- _WHAT NEEDS TO BE DONE_:
Search each line below for the word "JsonLayout" and list those that contain it.

- _SUPPLIED INFORMATION_:
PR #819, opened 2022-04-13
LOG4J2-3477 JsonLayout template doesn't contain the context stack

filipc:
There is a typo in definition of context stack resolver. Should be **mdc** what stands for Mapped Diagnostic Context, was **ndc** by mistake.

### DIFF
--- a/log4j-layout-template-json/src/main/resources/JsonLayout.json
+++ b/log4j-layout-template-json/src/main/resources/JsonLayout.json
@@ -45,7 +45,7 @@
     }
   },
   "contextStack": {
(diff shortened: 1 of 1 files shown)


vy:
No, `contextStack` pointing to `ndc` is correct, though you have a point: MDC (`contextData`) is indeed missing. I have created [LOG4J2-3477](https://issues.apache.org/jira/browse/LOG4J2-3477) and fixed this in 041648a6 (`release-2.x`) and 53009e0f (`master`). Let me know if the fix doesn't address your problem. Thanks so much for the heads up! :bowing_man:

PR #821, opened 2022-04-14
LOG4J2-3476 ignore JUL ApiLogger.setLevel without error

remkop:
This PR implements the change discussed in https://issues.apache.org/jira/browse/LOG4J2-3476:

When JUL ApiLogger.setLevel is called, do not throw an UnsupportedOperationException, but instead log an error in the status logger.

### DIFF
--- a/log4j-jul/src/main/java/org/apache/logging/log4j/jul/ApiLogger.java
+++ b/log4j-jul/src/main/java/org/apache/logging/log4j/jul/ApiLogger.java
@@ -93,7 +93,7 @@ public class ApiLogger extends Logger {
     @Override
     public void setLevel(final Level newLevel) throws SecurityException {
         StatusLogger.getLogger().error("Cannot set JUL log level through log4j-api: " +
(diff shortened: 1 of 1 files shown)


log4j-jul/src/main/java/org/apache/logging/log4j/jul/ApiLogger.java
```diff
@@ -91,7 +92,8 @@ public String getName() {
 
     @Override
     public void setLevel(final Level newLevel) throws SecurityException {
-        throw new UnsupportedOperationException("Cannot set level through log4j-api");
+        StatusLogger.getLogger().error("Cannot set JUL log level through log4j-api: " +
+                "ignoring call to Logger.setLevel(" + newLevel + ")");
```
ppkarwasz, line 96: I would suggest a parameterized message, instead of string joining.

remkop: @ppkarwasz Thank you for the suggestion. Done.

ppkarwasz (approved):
---
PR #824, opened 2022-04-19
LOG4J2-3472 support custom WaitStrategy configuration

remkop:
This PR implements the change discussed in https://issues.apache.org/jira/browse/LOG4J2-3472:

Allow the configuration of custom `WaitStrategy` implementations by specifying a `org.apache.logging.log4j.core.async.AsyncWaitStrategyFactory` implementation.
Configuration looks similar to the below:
---
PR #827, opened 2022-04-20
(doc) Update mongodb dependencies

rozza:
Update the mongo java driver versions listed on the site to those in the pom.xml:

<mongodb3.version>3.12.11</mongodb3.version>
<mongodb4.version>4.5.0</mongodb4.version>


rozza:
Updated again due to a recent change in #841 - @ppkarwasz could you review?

- _THE ANSWER_:
LOG4J2-3477 JsonLayout template doesn't contain the context stack
--- a/log4j-layout-template-json/src/main/resources/JsonLayout.json
+++ b/log4j-layout-template-json/src/main/resources/JsonLayout.json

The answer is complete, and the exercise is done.